So before I was going to use. In the past 6 months, I used cocodamol twice last week, other than that I haven’t. And it wasn’t so much. I know the spiral it’ll send me on. I was going to now. And was realizing that you know, I don’t need to, for N is in control.
But, I don’t want N to be I control. I want to be in control. I don’t want to surrender my life. I don’t care how futile everything is. I don’t care how much it messes my life. I don’t care. I just don’t care. Why should I give up what I want to let an infinite power deal with my life? This infinite power created me. N put me in this world. Or even if N didn’t, N is the catalyst through creating the world of me being here. Why would I ever give over control to an infinite power who created me when I don’t want to be here?

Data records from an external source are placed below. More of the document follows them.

Issue #2504, opened 2023-07-17
Dragging elements from one model to another results in errors.


Bambofy:
### Describe the bug
When i try to copy an element from one model to aother model (so that i can reuse it) gaphor reports an error and the copying doesn't work.

### To Reproduce
1. Open a  model with gaphor.
2. Open a different model with gaphor so you have 2 seperate windows. 
3. Create a class element in one model.
4. Try to drag the class element from one model's element tree to the others.

Cannot open the error reporting tool once the error occurs.

### Expected behavior
A copy of the element to be created in the other (dragged onto) model.
### OS
- [ ] Linux (Please put in notes the specific distro)
- [x] macOS
- [ ] Windows

### Version
Version of Gaphor:
2.19.3

Issue #2422, opened 2023-07-06
Package import from file/clipboard


mikekidner:
### Is your feature request related to a problem?
To help with re-use, collaboration and consistency it would be great to be able to import packages from other models. 

### Describe the solution you'd like
Import packages from other models. Either via: 
drag & drop into left hand menu. 
Copy-Paste into left hand menu, or
Reference imported package in a diagram as a URL

### Describe alternatives you've considered
I've looked at appending the XML itself, but it appears that element ID's are not unique between two models.

### Additional context
As per sysML diagrams, which would possibly keep a 'live' connection to the source package.
<img width="791" alt="Screen Shot 2023-07-06 at 1 12 34 pm" src="https://github.com/gaphor/gaphor/assets/50702106/0ccf73e1-c429-4b75-82f9-08b0a61b3796">

However the drag/drop copy/paste maybe be more intuitive for users

amolenaar:
Hi @mikekidner,

You can copy element from one diagram to another, also in another model. You should select elements in a diagram and copy them, then paste in another diagram.

It's not possible to copy directly from the model browser (top left).

danyeaw:
I think this use case is a bit different than copy and paste. It would be useful to allow projects to use other projects, for things like common elements and customizations used across a bunch of models.

This would be very powerful, but would also take some considerable work I think. The git equivalent to this would be a submodule.

mikekidner:
@amolenaar thanks for the note about copy/paste - I hadn't realised, and that does solve the immediate issue. @danyeaw I agree that linking to other models/repos will be a large amount of work - but it may also be relevant for sysMLv2 implementation,  where there appears to be have emphasis on API's to remote models, (which makes it a longer term feature).

mikekidner:
When using copy/paste from I noticed that the content of a package is not brought across, if the package is copied from one diagram to a diagram in another model. Same goes for blocks, the component blocks do not come into the new model file.

amolenaar:
That's correct. It copies the model element with the minimal set of content. For a class operations and attributes are copied along.

For copying to other models (deep copy) it sounds reasonable to copy the contents of a package as well.

I may be misunderstanding you. Blocks are copied with their parts and references, right?

mikekidner:
Hi @amolenaar, I couldn't get blocks to bring their parts over.
I'm copying the parent block from a diagram, into a new model. Only the parent block comes across.

[...]

PR #2519, opened 2023-07-19
Allow only changing element ownership in the same model

amolenaar:
### PR Type

- [x] Bug fix
- [ ] Feature

Currently an exception is raised when you drag elements from one session and drop them in the model browser of another session

Issue Number: #2504

### What is the new behavior?

This PR fixes the exception by explcitly checking if elements are part of the same model.

- [ ] Yes
- [x] No

### Other information

To support DnD between models we need to use the internal copy functionality. But for that the copy functionality should be improved, as described in #2422.


danyeaw (approved):
Looks good!

Issue #2444, opened 2023-07-09
Support diagram model element type in SysML


marek-piirikivi:
### Is your feature request related to a problem?

Diagram header only supports diagram name. It is not possible to explicitly know what modelElementType and model element (modelElementName) the diagram corresponds to. This is important information in SysML to properly navigate the model.

### Describe the solution you'd like

1. I would like to be able to properly select diagram modelElementType and corresponding modelElementName (if diagram kind requires) according to the rules described by SysML v1.6 standard specification. Below is a screenshot of the specification describing which diagram kind options are available for each diagram.

![image](https://github.com/gaphor/gaphor/assets/45357878/1e2c639e-2f49-4b4e-83d2-905630fdd0cd)

2. I would like to see diagram header generation automated and contain the information in SysML standard proposed way: <diagramKind> [modelElementType] <modelElementName> [diagramName].

This solution would promote correct SysML usage and improve user experience: a) by guiding users to use diagrams more correctly reducing the learning curve; and b) by simplifying model navigation and understanding of the model.

### Describe alternatives you've considered

Currently, I have manually inserted necessary information into the diagram name. See the following example:
![image](https://github.com/gaphor/gaphor/assets/45357878/a441d72a-8cba-46d0-a4ab-33c26223d10c)
This serves the purpose of the simplification of the model understanding.

### Additional context

I would like to propose more details about the diagram modelElementType and modelElementName selection.
* For the new diagrams, default modelElementType should be package which would take the composing package element as diagram modelElementName, if the diagram type is bdd, pkg, req, uc.
* For other new diagrams - act, ibd, par (not supported by gaphor, but hopefully soon), seq, sm - new corresponding element should be created. 
* For the existing elements, corresponding diagram can be created by right-clicking the element and then selecting "New diagram" which would list only the diagrams where the element type can be valid element type.

I would consider this issue complete with a minimum of having an option to select diagram kind and corresponding diagram kind elements from the dropdown; and auto-updating rendering of the diagram header.

danyeaw:
@marek-piirikivi Thanks for the idea. I think #2213 is related to this, since it includes the idea that the boundary of a diagram represents the diagram kind.

amolenaar:
It may be more friendly to use the abbreviated diagram type name.

E.g. 

```
[cls] My Class Diagram
[act] My Activity
[sd] My Sequence Diagram
```

marek-piirikivi:
[...]

PR #2520, opened 2023-07-19
Support diagram model element type in SysML

marek-piirikivi:
### PR Checklist

### PR Type

- [ ] Bug fix
- [x] Feature

Issue Number: #2444

- [ ] Yes
- [x] No

### Other information

From #2444 description, technically, you can have all kinds of diagram element types, even those that are illegal according to the SysML, with these changes. I would like to do a follow-up pull request that would additionally constrain diagram creation to avoid creating illegal diagrams. The current solution works by taking the diagram owning element as diagram model element. This seems to be the common way to define the model element based on how Cameo, and Enco SOX handle it. For example, activity diagram should always be within activity, not outside for it to be considered valid SysML (unenforced at the moment).

Most of the changes are related to providing necessary context to the diagram header rendering in various use contexts. I am not very satisfied with the solution; so feel free to offer alternative suggestions on how to make diagram header modeling language customizable.

### DIFF
--- a/gaphor/C4Model/modelinglanguage.py
+++ b/gaphor/C4Model/modelinglanguage.py
@@ -24,3 +24,6 @@ class C4ModelLanguage(ModelingLanguage):
 
     def lookup_element(self, name):
         return getattr(c4model, name, None) or getattr(diagramitems, name, None)
+
+    def format_diagram_label(self, diagram) -> str:
+        return str(diagram.name)
--- a/gaphor/RAAML/modelinglanguage.py
+++ b/gaphor/RAAML/modelinglanguage.py
@@ -25,3 +25,6 @@ class RAAMLModelingLanguage(ModelingLanguage):
 
     def lookup_element(self, name):
         return getattr(raaml, name, None) or getattr(diagramitems, name, None)
+
+    def format_diagram_label(self, diagram) -> str:
+        return str(diagram.name)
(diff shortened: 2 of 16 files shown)


marek-piirikivi:
@danyeaw I am not yet entirely sure whether we want to do it like that; because in the long run I see that it would help us if we differentiated between SysML diagrams and UML diagrams. First hint of that came when I refactored exports to accommodate modeling language to get proper rendering for the SysML diagrams - in some places I couldn't get it correctly.

You may, however, still review it, but it is kinda "mess" in terms of exporting.

marek-piirikivi:
@danyeaw I converted this to draft. I'll try with a "better" approach first that would be more forward compatible, because the current solution encourages "hacks" and populates many locations, which I would prefer to avoid. :smile:

danyeaw:
@marek-piirikivi Cool, I like the new diagram headers, very nice!

amolenaar:
I like the functionality.
I like that the format can be changed depending on the profile.

Downside is that we have to pass the modeling language around. Instead it would be nice if we can make the diagram render it's own title. Rendering the title should not be a responsibility of the `ModelingLanguage`. Or maybe it is?

marek-piirikivi:
Closing this because an alternative PR was opened https://github.com/gaphor/gaphor/pull/2540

So for now, I haven’t yet used. Neither have I written any of the posts I’ve been meaning to. I’m annoyed and frustrated. I was journaling this morning for an hour. And it was interesting what I was journaling. Well interesting as I knew what I was writing, but I was never as clear about it. I’m also annoyed about it. It’s just another thing to add the list of what I want to be different. It’s not even anywhere near the top of the list. It goes right at the bottom. Well, if I ever get to write the list, and the posts explaining each of what I want to write, that is.
I’m annoyed at this infinite power that created me. I’m annoyed at the power that has power. I’m infinitesimally more frustrated that this is the power that has power and whom has control over my life. I want control. Am I seriously meant to give that control over? I don’t care that it’s false control, as an infinite power always will have greater control. I want what I want. And want to lash out at anything in the way.
I can see how much calmer my life is and will be when I can surrender my life, when I don’t need to take care of everything, when I have to do my part but know that N will see to the pieces falling into place. I’m not sure what will be….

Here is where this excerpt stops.